## WHAT YOU HAVE TO DO
Your reply should be a single number, the count of lines in the records that contain "these".

## THE RECORDS
== Segment start ==

PR #2698, opened 2025-12-08
Workaround unrecognized input event types by writing all zeros

Cautreoxit:
This PR serves as a debug patch for PR [#2582](https://github.com/asterinas/asterinas/pull/2582). While that PR successfully passed `evtest`, we discovered that it would crash when running XFCE due to additional calls of  other discriminants of `GetEventBits`. Although it doesn't utilize these uncommon event types, the ioctl would crash if it returned an error. This patch ensures that those calls return Ok instead of errors, preventing the crash.

### DIFF
--- a/kernel/src/device/evdev/file.rs
+++ b/kernel/src/device/evdev/file.rs
@@ -334,6 +334,19 @@ fn handle_get_bit(evdev: &Arc<EvdevDevice>, event_type: u8, writer: &mut VmWrite
             let bitmap = capability.supported_relative_axes_bitmap();
             write_bytes_and_zeros_to_userspace(writer, bitmap)?;
         }
+        t if t == EventTypes::ABS.as_index()
+            || t == EventTypes::LED.as_index()
+            || t == EventTypes::SW.as_index()
+            || t == EventTypes::MSC.as_index()
+            || t == EventTypes::FF.as_index()
+            || t == EventTypes::SND.as_index() =>
+        {
+            // TODO: We do not support these uncommon event types yet, but
+            // returning an error would cause `libevdev` to crash. So we report
+            // a zeroed bitmap here. See
+            // <https://cgit.freedesktop.org/libevdev/tree/libevdev/libevdev.c?h=libevdev-1.13.6#n459>.
+            writer.fill_zeros(writer.avail())?;
+        }
         _ => {
             return_errno_with_message!(Errno::EINVAL, "the event type is not supported yet");
         }


TinaZhangZW:
To make the intent clearer, can we rename PR to: "Return success and zeroed bitmap for unsupported event types"?

kernel/src/device/evdev/file.rs
```diff
@@ -335,7 +335,10 @@ fn handle_get_bit(evdev: &Arc<EvdevDevice>, event_type: u8, writer: &mut VmWrite
             write_bytes_and_zeros_to_userspace(writer, bitmap)?;
         }
         _ => {
-            return_errno_with_message!(Errno::EINVAL, "the event type is not supported yet");
+            // TODO: We do not support other uncommon event types yet, but
+            // returning error would cause `libevdev` to crash. So we return
+            // Ok(()) here.
+            log::warn!("event type is not supported yet: {}", event_type);
```
tatetian: We should at least write all zeros. I don't think the user is required to zeroize the output buffer before calling the system call. If the user does not clear the buffer, then he would take whatever garbage in the buffer as the bitmap.

tatetian:
> Return success and zeroed bitmap for unsupported event types"?

I would suggest "Workaround unrecognized input event types by writing all zeros" to emphasize that this commit is a dummy implementation.

kernel/src/device/evdev/file.rs
```diff
@@ -335,7 +335,10 @@ fn handle_get_bit(evdev: &Arc<EvdevDevice>, event_type: u8, writer: &mut VmWrite
             write_bytes_and_zeros_to_userspace(writer, bitmap)?;
         }
         _ => {
```
lrh2000, line 350: Could you please be more specific and explicitly list the event types that we don't support and that will be needed by Xorg/libevdev? This should be the job of this PR, not a future PR that tries to resolve this TODO.

If we complete the aforementioned task, I don't think we'll need to print warnings here. However, we still need to return errors for types outside the known set.

kernel/src/device/evdev/file.rs
```diff
@@ -335,7 +335,10 @@ fn handle_get_bit(evdev: &Arc<EvdevDevice>, event_type: u8, writer: &mut VmWrite
...
-            return_errno_with_message!(Errno::EINVAL, "the event type is not supported yet");
+            // TODO: We do not support other uncommon event types yet, but
+            // returning error would cause `libevdev` to crash. So we return
+            // Ok(()) here.
```
lrh2000:
```rust
	    // TODO: We do not support these uncommon event types yet, but
	    // returning an error would cause `libevdev` to crash. So we report
	    // a zeroed bitmap here.
```

kernel/src/device/evdev/file.rs
Cautreoxit: Thanks for your advice! Here is how `libevdev` calls for these discriminants of `GetEventBits`, including six uncommon event types in total. I am not sure if we really need to add this into source code as Reference.

https://github.com/whot/libevdev/blob/master/libevdev/libevdev.c#L400

kernel/src/device/evdev/file.rs
```diff
@@ -334,6 +334,18 @@ fn handle_get_bit(evdev: &Arc<EvdevDevice>, event_type: u8, writer: &mut VmWrite
...
+        // a zeroed bitmap here.
+        t if t == EventTypes::ABS.as_index()
+            || t == EventTypes::LED.as_index()
+            || t == EventTypes::SW.as_index()
+            || t == EventTypes::MSC.as_index()
+            || t == EventTypes::FF.as_index()
+            || t == EventTypes::SND.as_index() =>
+        {
+            writer.fill_zeros(writer.avail())?;
+        }
```
lrh2000: This isn't a big issue, but can't we be more consistent with the existing code?
https://github.com/asterinas/asterinas/blob/2919f43c654cea630160bf24e7033356fb818c26/kernel/src/device/evdev/file.rs#L453-L457

```rust
        t if t == EventTypes::ABS.as_index()
            || t == EventTypes::LED.as_index()
            || t == EventTypes::SW.as_index()
            || t == EventTypes::MSC.as_index()
            || t == EventTypes::FF.as_index()
            || t == EventTypes::SND.as_index() =>
        {
            // TODO: We do not support these uncommon event types yet, but
            // returning an error would cause `libevdev` to crash. So we report
            // a zeroed bitmap here.
            writer.fill_zeros(writer.avail())?;
        }
```

kernel/src/device/evdev/file.rs
lrh2000: Either way is fine, but I'd prefer a different link because the GitHub repository appears to be outdated.
```rust
            // TODO: We do not support these uncommon event types yet, but
            // returning an error would cause `libevdev` to crash. So we report
            // a zeroed bitmap here. See
            // <https://cgit.freedesktop.org/libevdev/tree/libevdev/libevdev.c?h=libevdev-1.13.6#n459>.
```

Cautreoxit:
@boterinas rerun

PR #3362, opened 2026-06-10
Fix `alarm` remaining time rounding to match Linux behavior

Marsman1996:
Update the rounding logic to match Linux's alarm_setitimer() implementation in 
https://elixir.bootlin.com/linux/v6.15/source/kernel/time/itimer.c#L311-L319
```C
	/*
	 * We can't return 0 if we have an alarm pending ...  And we'd
	 * better return too much than too little anyway
	 */
	if ((!it_old.it_value.tv_sec && it_old.it_value.tv_nsec) ||
	      it_old.it_value.tv_nsec >= (NSEC_PER_SEC / 2))
		it_old.it_value.tv_sec++;

	return it_old.it_value.tv_sec;
```

### Describe the bug
When `alarm()` returns the remaining time of a previously set alarm, Asterinas rounds up to the next whole second (e.g., 1.5s remaining -> returns 2), 
while Linux truncates to the lower second (1.5s remaining -> returns 1). 
This can cause programs that use the return value of `alarm()` for timing calculations to behave differently.

### To Reproduce
```c
#define _GNU_SOURCE
#include <stdio.h>
#include <unistd.h>
#include <signal.h>

static void handler(int sig) { (void)sig; }

int main(void) {
    struct sigaction sa = { .sa_handler = handler, .sa_flags = 0 };
    sigemptyset(&sa.sa_mask);
    sigaction(SIGALRM, &sa, NULL);

    alarm(3);
    usleep(1500000); /* 1.5 seconds */
    unsigned int rem = alarm(0);

    printf("alarm(3), wait 1.5s, alarm(0) -> remaining = %u\n", rem);
    return 0;
}
```

### Expected behavior
`alarm(0)` should return `1` (1.5 seconds remaining, truncated to 1).

### Log
- In Asterinas:
```
alarm(3), wait 1.5s, alarm(0) -> remaining = 2
```
- In Linux:
```
alarm(3), wait 1.5s, alarm(0) -> remaining = 1
```

PR #3377, opened 2026-06-11
Refactor sigset size validation

Marsman1996:
Changed the size validation from `sigset_size != 8` to `sigset_size > 8`, matching Linux behavior.
https://elixir.bootlin.com/linux/v6.15/source/kernel/signal.c#L3390-L3395
```c
SYSCALL_DEFINE2(rt_sigpending, sigset_t __user *, uset, size_t, sigsetsize)
{
	sigset_t set;

	if (sigsetsize > sizeof(*uset))
		return -EINVAL;
```

### Describe the bug
Asterinas's `rt_sigpending` implementation requires `sigsetsize` to be exactly 8, returning `EINVAL` for any other value. Linux only rejects `sigsetsize > sizeof(sigset_t)` (i.e., > 8 on x86-64) and allows smaller sizes, copying only `sigsetsize` bytes to userspace.

Root cause: `kernel/src/syscall/rt_sigpending.rs:17-18` uses `sigset_size != 8` instead of `sigset_size > 8`.

### To Reproduce
```c
#define _GNU_SOURCE
#include <stdio.h>
#include <stdlib.h>
#include <string.h>
#include <errno.h>
#include <signal.h>
#include <unistd.h>
#include <sys/syscall.h>
#include <stdint.h>

int main(void) {
    sigset_t blocked;
    unsigned char buf[8];

    /* Block SIGUSR1 and raise it so there's something pending */
    sigemptyset(&blocked);
    sigaddset(&blocked, SIGUSR1);
    sigprocmask(SIG_BLOCK, &blocked, NULL);
    raise(SIGUSR1);

    /* Test 1: sigsetsize=4 (partial copy) */
    memset(buf, 0xAA, sizeof(buf));
    errno = 0;
    long ret = syscall(SYS_rt_sigpending, buf, 4);
    if (ret == 0) {
        unsigned int val = *(unsigned int *)buf;
        printf("VERDICT: LINUX behavior — sigsetsize=4 returns 0, partial copy val=0x%x\n", val);
    } else {
        printf("VERDICT: ASTERINAS behavior — sigsetsize=4 returns %ld errno=%s\n",
               ret, strerror(errno));
    }

    /* Test 2: sigsetsize=0 */
    errno = 0;
    ret = syscall(SYS_rt_sigpending, buf, 0);
    if (ret == 0) {
        printf("VERDICT: LINUX behavior — sigsetsize=0 returns 0\n");
    } else {
        printf("VERDICT: ASTERINAS behavior — sigsetsize=0 returns %ld errno=%s\n",
               ret, strerror(errno));
    }

    /* Clean up */
    signal(SIGUSR1, SIG_IGN);
    sigprocmask(SIG_UNBLOCK, &blocked, NULL);
    return 0;
}
```

### Expected behavior
On Linux, `rt_sigpending` with `sigsetsize` less than 8 (but >= 0) should succeed (return 0) and copy only `sigsetsize` bytes of the pending signal set to the userspace buffer. The kernel checks `sigsetsize > sizeof(sigset_t)` and only rejects values larger than 8.

### Log
- In Asterinas:
```
VERDICT: ASTERINAS behavior — sigsetsize=4 returns -1 errno=Invalid argument
VERDICT: ASTERINAS behavior — sigsetsize=0 returns -1 errno=Invalid argument
```
- In Linux:
```
VERDICT: LINUX behavior — sigsetsize=4 returns 0, partial copy val=0x200
VERDICT: LINUX behavior — sigsetsize=0 returns 0
```

### DIFF
--- a/kernel/src/process/signal/sig_mask.rs
+++ b/kernel/src/process/signal/sig_mask.rs
@@ -28,7 +28,7 @@ pub type SigMask = SigSet;
 /// Because that all the signal numbers are in the range of 1 to 64, casting
 /// a signal set from `u64` to `SigSet` will always succeed.
 #[repr(C)]
-#[derive(Clone, Copy, Debug, Default, Eq, PartialEq, Pod)]
+#[derive(Clone, Copy, Debug, Default, Eq, PartialEq)]
 pub struct SigSet {
     bits: u64,
 }
@@ -126,6 +126,13 @@ impl ops::Not for SigSet {
     }
 }
 
+// This is to allow hexadecimally formatting a `SigSet` when debug printing it.
+impl LowerHex for SigSet {
+    fn fmt(&self, f: &mut core::fmt::Formatter<'_>) -> core::fmt::Result {
+        LowerHex::fmt(&self.bits, f)
+    }
+}
+
 impl SigSet {
     pub fn new_empty() -> Self {
         SigSet { bits: 0 }
@@ -155,13 +162,6 @@ impl SigSet {
     pub fn intersects(&self, other: impl Into<Self>) -> bool {
         let other = other.into();
         self.bits & other.bits != 0
-    }
-}
-
-// This is to allow hexadecimally formatting a `SigSet` when debug printing it.
-impl LowerHex for SigSet {
-    fn fmt(&self, f: &mut core::fmt::Formatter<'_>) -> core::fmt::Result {
-        LowerHex::fmt(&self.bits, f) // delegate to u64's implementation
     }
 }
 
--- a/kernel/src/syscall/rt_sigaction.rs
+++ b/kernel/src/syscall/rt_sigaction.rs
@@ -2,7 +2,7 @@
 
 use ostd::mm::VmIo;
 
-use super::SyscallReturn;
+use super::{SyscallReturn, rt_sigprocmask::RequireFullSize};
 use crate::{
     prelude::*,
     process::{
@@ -22,7 +22,7 @@ pub fn sys_rt_sigaction(
     sig_num: u8,
     sig_action_addr: Vaddr,
     old_sig_action_addr: Vaddr,
-    sigset_size: u64,
+    sigset_size: usize,
     ctx: &Context,
 ) -> Result<SyscallReturn> {
     let sig_num = SigNum::try_from(sig_num)?;
@@ -34,9 +34,8 @@ pub fn sys_rt_sigaction(
         sigset_size
     );
 
-    if sigset_size != 8 {
-        return_errno_with_message!(Errno::EINVAL, "sigset size is not equal to 8");
-    }
+    // Validate the size of the signal set
+    RequireFullSize::new(sigset_size)?;
 
     let sig_dispositions = ctx.process.sig_dispositions().lock();
     let mut sig_dispositions = sig_dispositions.lock();
--- a/kernel/src/syscall/rt_sigpending.rs
+++ b/kernel/src/syscall/rt_sigpending.rs
@@ -1,8 +1,9 @@
 // SPDX-License-Identifier: MPL-2.0
 
-use ostd::mm::VmIo;
-
-use super::SyscallReturn;
+use super::{
+    SyscallReturn,
+    rt_sigprocmask::{AllowTruncSize, UserSigSetPtr},
+};
 use crate::{prelude::*, process::signal::HandlePendingSignal};
 
 pub fn sys_rt_sigpending(
@@ -14,21 +15,20 @@ pub fn sys_rt_sigpending(
         "u_set_ptr = 0x{:x},  sigset_size = {}",
         u_set_ptr, sigset_size
     );
-    if sigset_size != 8 {
-        return_errno_with_message!(Errno::EINVAL, "sigset size is not equal to 8")
-    }
-    do_rt_sigpending(u_set_ptr, ctx)?;
+    let size_policy = AllowTruncSize::new(sigset_size)?;
+    do_rt_sigpending(u_set_ptr, size_policy, ctx)?;
     Ok(SyscallReturn::Return(0))
 }
 
-fn do_rt_sigpending(set_ptr: Vaddr, ctx: &Context) -> Result<()> {
+fn do_rt_sigpending(set_ptr: Vaddr, size_policy: AllowTruncSize, ctx: &Context) -> Result<()> {
     let combined_signals = {
         let sig_mask_value = ctx.posix_thread.sig_mask();
         let sig_pending_value = ctx.pending_signals();
         sig_mask_value & sig_pending_value
     };
 
-    ctx.user_space()
-        .write_val(set_ptr, &u64::from(combined_signals))?;
+    let user_space = ctx.user_space();
+    let set_ptr = UserSigSetPtr::new(&user_space, set_ptr, size_policy);
+    set_ptr.write_val(&combined_signals)?;
     Ok(())
 }
--- a/kernel/src/syscall/rt_sigtimedwait.rs
+++ b/kernel/src/syscall/rt_sigtimedwait.rs
@@ -4,13 +4,16 @@ use core::time::Duration;
 
 use ostd::{mm::VmIo, sync::Waiter};
 
-use super::SyscallReturn;
+use super::{
+    SyscallReturn,
+    rt_sigprocmask::{RequireFullSize, UserSigSetPtr},
+};
 use crate::{
     prelude::*,
     process::signal::{
         HandlePendingSignal,
         constants::{SIGKILL, SIGSTOP},
-        sig_mask::{SigMask, SigSet},
+        sig_mask::SigMask,
         signals::Signal,
         with_sigmask_changed,
     },
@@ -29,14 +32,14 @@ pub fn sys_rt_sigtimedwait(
PR #3380, opened 2026-06-11
Fix inotify_poll test race on SMP

cqs21:
Fix a race condition in the `inotify_poll` regression test that caused sporadic failures on SMP systems (observed with `INTEL_TDX=1 SMP=4`).

The child process's `IN_MODIFY` event could arrive after the parent's `read()`, leaving it in the queue when the subsequent `poll(0)` check expects an empty state. Moving `waitpid` before `read` ensures all events are queued before draining.

See CI failure: https://github.com/asterinas/asterinas/actions/runs/27310628212/job/80679644490

### DIFF
--- a/test/initramfs/src/regression/fs/inotify/inotify_poll.c
+++ b/test/initramfs/src/regression/fs/inotify/inotify_poll.c
@@ -99,8 +99,6 @@ int main(void)
 		return 3;
 	}
 
-	char buf[4096]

== Segment end ==

## RESULT FOR THIS TASK
6